_THE TASK_:
Go through the entries below. Copy each line in which "build" appears.

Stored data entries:
◆ ◆ ◆ ◆ ◆ ◆ ◆
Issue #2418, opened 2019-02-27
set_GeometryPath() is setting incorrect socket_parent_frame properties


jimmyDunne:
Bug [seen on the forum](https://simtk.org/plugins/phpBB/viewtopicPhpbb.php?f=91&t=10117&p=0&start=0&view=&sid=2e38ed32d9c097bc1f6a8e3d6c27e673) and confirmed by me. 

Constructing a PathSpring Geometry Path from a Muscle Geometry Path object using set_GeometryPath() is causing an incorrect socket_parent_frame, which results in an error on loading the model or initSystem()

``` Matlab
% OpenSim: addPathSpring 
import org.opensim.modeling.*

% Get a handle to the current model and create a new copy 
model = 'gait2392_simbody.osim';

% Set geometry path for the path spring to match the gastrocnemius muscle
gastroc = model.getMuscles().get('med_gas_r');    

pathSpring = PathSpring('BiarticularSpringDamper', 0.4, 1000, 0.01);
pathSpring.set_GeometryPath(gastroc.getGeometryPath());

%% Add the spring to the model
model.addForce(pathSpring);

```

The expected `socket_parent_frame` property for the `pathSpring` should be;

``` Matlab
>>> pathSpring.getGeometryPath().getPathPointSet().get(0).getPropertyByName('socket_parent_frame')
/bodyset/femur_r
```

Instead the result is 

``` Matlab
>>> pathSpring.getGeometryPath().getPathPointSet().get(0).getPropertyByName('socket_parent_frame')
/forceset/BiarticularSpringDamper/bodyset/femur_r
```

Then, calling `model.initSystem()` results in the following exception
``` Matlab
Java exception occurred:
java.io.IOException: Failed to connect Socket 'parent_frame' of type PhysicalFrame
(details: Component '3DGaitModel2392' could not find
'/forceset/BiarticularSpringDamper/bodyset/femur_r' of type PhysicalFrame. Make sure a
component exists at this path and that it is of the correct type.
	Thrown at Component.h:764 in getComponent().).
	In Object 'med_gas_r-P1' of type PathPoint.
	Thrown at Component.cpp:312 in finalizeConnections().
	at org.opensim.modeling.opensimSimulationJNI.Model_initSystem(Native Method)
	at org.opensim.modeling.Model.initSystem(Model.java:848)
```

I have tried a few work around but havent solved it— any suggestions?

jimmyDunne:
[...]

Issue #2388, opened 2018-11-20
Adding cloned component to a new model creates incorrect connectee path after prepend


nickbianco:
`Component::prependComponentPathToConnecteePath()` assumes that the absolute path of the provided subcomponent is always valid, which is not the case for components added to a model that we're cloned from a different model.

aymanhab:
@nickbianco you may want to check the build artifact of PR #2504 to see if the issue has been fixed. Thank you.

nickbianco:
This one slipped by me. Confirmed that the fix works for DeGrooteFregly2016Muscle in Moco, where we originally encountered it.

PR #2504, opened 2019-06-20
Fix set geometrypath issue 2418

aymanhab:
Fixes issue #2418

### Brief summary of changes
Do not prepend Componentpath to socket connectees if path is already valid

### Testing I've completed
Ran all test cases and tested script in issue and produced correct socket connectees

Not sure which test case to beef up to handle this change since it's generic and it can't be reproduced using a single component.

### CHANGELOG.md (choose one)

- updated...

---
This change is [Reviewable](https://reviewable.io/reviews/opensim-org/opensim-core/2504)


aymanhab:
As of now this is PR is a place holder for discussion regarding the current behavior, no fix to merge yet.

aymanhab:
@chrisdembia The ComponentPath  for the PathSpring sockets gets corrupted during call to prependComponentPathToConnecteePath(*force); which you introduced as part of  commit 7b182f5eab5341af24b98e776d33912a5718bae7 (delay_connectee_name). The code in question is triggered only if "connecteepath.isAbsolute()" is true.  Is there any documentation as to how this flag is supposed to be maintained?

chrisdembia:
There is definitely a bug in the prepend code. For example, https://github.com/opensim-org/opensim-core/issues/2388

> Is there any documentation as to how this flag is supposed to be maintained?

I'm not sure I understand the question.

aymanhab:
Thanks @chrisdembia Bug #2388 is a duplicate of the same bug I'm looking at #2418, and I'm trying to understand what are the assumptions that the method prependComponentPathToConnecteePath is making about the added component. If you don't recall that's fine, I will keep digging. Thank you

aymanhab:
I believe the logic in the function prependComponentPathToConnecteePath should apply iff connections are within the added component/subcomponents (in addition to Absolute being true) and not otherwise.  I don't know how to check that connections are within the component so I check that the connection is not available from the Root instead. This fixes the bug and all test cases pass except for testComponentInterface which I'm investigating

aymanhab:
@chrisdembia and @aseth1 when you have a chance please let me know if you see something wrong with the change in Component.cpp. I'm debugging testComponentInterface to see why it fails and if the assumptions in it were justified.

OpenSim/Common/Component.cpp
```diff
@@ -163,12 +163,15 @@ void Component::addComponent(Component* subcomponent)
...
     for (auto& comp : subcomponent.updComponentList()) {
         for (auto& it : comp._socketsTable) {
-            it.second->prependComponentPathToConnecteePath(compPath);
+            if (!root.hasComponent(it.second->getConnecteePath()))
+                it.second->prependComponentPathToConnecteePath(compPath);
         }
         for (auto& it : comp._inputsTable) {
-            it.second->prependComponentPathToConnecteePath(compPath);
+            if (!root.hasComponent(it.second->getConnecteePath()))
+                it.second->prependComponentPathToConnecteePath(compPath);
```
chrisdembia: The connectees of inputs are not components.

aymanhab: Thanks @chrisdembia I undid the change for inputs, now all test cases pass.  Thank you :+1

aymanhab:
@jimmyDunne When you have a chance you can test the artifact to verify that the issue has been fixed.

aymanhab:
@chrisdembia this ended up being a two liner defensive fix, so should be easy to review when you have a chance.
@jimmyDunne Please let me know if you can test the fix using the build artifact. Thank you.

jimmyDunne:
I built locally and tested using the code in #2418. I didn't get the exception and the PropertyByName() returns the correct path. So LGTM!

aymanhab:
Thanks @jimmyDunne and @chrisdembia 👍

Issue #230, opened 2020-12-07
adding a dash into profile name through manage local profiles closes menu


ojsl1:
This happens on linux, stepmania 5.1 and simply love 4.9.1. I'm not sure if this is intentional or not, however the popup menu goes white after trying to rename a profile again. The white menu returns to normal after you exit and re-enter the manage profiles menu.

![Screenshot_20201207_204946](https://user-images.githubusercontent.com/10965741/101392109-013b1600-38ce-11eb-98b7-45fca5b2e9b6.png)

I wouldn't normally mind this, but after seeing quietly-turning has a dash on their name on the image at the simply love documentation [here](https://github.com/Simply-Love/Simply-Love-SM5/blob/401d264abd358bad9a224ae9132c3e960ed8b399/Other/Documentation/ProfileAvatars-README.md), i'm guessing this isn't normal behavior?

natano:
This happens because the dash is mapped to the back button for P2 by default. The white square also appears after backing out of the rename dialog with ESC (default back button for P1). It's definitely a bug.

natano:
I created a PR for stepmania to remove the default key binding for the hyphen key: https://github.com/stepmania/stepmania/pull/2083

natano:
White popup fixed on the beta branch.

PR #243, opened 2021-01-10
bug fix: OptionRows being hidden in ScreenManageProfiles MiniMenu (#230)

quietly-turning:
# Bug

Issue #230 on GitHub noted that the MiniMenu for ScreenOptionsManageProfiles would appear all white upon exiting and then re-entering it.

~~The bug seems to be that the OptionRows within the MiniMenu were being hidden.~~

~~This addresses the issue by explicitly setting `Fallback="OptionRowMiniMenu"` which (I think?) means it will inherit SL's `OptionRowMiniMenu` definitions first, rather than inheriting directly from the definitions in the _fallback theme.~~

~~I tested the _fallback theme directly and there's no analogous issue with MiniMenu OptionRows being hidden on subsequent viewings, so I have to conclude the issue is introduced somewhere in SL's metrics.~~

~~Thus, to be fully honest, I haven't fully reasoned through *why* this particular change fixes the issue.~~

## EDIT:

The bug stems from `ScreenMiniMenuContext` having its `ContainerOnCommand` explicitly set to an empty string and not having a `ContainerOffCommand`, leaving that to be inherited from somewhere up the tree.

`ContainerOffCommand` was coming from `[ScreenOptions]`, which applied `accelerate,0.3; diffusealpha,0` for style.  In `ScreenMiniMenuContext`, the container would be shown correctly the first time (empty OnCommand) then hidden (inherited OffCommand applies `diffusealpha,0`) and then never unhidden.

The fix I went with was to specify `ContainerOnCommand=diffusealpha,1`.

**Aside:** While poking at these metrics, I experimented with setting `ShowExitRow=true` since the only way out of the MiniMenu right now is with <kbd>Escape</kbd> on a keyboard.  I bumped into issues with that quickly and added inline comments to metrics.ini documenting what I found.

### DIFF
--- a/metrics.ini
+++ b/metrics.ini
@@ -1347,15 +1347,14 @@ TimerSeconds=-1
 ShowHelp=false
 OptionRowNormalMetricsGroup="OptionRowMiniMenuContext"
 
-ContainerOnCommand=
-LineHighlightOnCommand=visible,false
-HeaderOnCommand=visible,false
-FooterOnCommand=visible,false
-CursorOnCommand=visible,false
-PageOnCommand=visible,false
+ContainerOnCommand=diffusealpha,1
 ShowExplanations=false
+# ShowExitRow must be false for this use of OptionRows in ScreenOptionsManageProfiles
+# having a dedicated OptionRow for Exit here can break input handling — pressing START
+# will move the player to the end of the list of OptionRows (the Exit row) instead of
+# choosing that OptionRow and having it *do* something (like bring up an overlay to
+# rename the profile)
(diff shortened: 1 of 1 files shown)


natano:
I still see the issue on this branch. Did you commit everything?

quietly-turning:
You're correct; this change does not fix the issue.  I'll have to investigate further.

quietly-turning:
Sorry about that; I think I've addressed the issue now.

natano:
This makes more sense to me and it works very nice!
◆ ◆ ◆ ◆ ◆ ◆ ◆
_RESULT FOR THIS TASK_:
@nickbianco you may want to check the build artifact of PR #2504 to see if the issue has been fixed. Thank you.
@jimmyDunne Please let me know if you can test the fix using the build artifact. Thank you.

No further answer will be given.